I need to rearrange some content in various directories but it's a bit of a pain. In order to debug the application I'm working on (a ruby app) I need to move my gems into my gem folder one at a time (long story; nutshell: one is broken and I can't figure out which one).

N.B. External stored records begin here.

PR #652, opened 2018-10-03
Make proposal credits status more explicit

### LINKED ISSUE #646: [Proposal Credits] Explicit display what the purchase status is
Instead of displaying a loading spinner for unconfirmed transactions or a check for the confirmed ones, I think it would be better to explicit show what the status is. Spinners usually indicate that there is an ongoing request waiting for the reply.
Maybe also consider displaying the confirmations number (e.g.: 2/3)

**Example:**
screen shot 2018-10-02 at 9 08 39 am

camus-code:
closes #646

### DIFF
--- a/src/components/ProposalCreditsManager/Summary.js
+++ b/src/components/ProposalCreditsManager/Summary.js
@@ -1,4 +1,5 @@
 import React from "react";
+import { CONFIRMATIONS_REQUIRED } from "../../constants";
 
 const DcrdataTxLink = ({
   isTestnet,
@@ -17,7 +18,8 @@ const formatDate = (date) => {
   const day = d.getUTCDate();
   const year = d.getUTCFullYear();
   const month = d.getUTCMonth();
-  const minutes = d.getUTCMinutes() < 10 ? `0${d.getUTCMinutes()}` : d.getUTCMinutes();
+  const _minutes = d.getUTCMinutes();
+  const minutes = _minutes < 10 ? `0${_minutes}` : _minutes;
   const time = d.getUTCHours() + ":" + minutes;
   return year + "-" + month + "-" + day + "  |  " + time;
 };
@@ -47,6 +49,7 @@ const ProposalCreditsSummary = ({
       numberPurchased: Math.round(lastPaymentNotConfirmed.amount * 1/proposalCreditPrice),
       txId: lastPaymentNotConfirmed.txid,
       price: proposalCreditPrice,
+      confirmations: lastPaymentNotConfirmed.confirmations,
       confirming: true
     };
     proposalCreditPurchases.push(transaction);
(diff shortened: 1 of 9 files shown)


src/components/ProposalCreditsManager/Summary.js
```diff
@@ -17,8 +17,7 @@ const formatDate = (date) => {
   const day = d.getUTCDate();
   const year = d.getUTCFullYear();
   const month = d.getUTCMonth();
-  const minutes = d.getUTCMinutes() < 10 ? `0${d.getUTCMinutes()}` : d.getUTCMinutes();
```
tiagoalvesdulce: This line was added so we have `20:08` instead of `20:8` for example. Please keep it.

src/components/ProposalCreditsManager/Summary.js
```diff
@@ -27,26 +26,14 @@ const ProposalCreditsSummary = ({
...
-        confirming: false,
-        datePurchased: "just now"
-      };
-      if (!proposalCreditPurchases.find(el => el.txId === transaction.txId)) proposalCreditPurchases.push(transaction);
-    });
-  }
   if (lastPaymentNotConfirmed) {
     const transaction = {
-      numberPurchased: Math.round(lastPaymentNotConfirmed.amount * 1/proposalCreditPrice),
+      numberPurchased: lastPaymentNotConfirmed.amount * 10,
```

So I need to do something like:

sudo mv backup/gem/foo gem/
sudo mv backup/doc/foo doc/
sudo mv backup/specification/foo.gemspec specification/

replacing "foo" each time. How can I author a simple shell script to let me do something like: gemMove("foo") and it fill in the blanks for me?

+3  A: 

put the following into a file named gemmove:

#!/bin/bash

foo=$1

if [ x$foo == x ]; then
  echo "Must have an arg"
  exit 1
fi

for d in gem doc specification ; do 
  mv backup/$d/$1 $d
done

then do

chmod a+x gemmove

and then call 'sudo gemmove foo' to move the foo gem from the backup dirs into the real ones

pjz
Thanks! This worked out wonderfully.
Anutron
+1  A: 

You could simply use the bash shell arguments, like this:

#!/bin/bash
# This is move.sh
mv backup/gem/$1 gem/
mv backup/doc/$1 doc/
# ...

and then execute it as:

sudo ./move.sh foo

Be sure make the script executable, with

chmod +x move.sh
sirprize
+1  A: 

in bash, something like:

function gemMove()
{
filename=$1
   mv backup/gem/$filename gem/$filename
   mv backup/doc/$filename doc/$filename
   mv backup/specification/$filename.spec specification
}

then you can just call gemMove("foo") elsewhere in the script.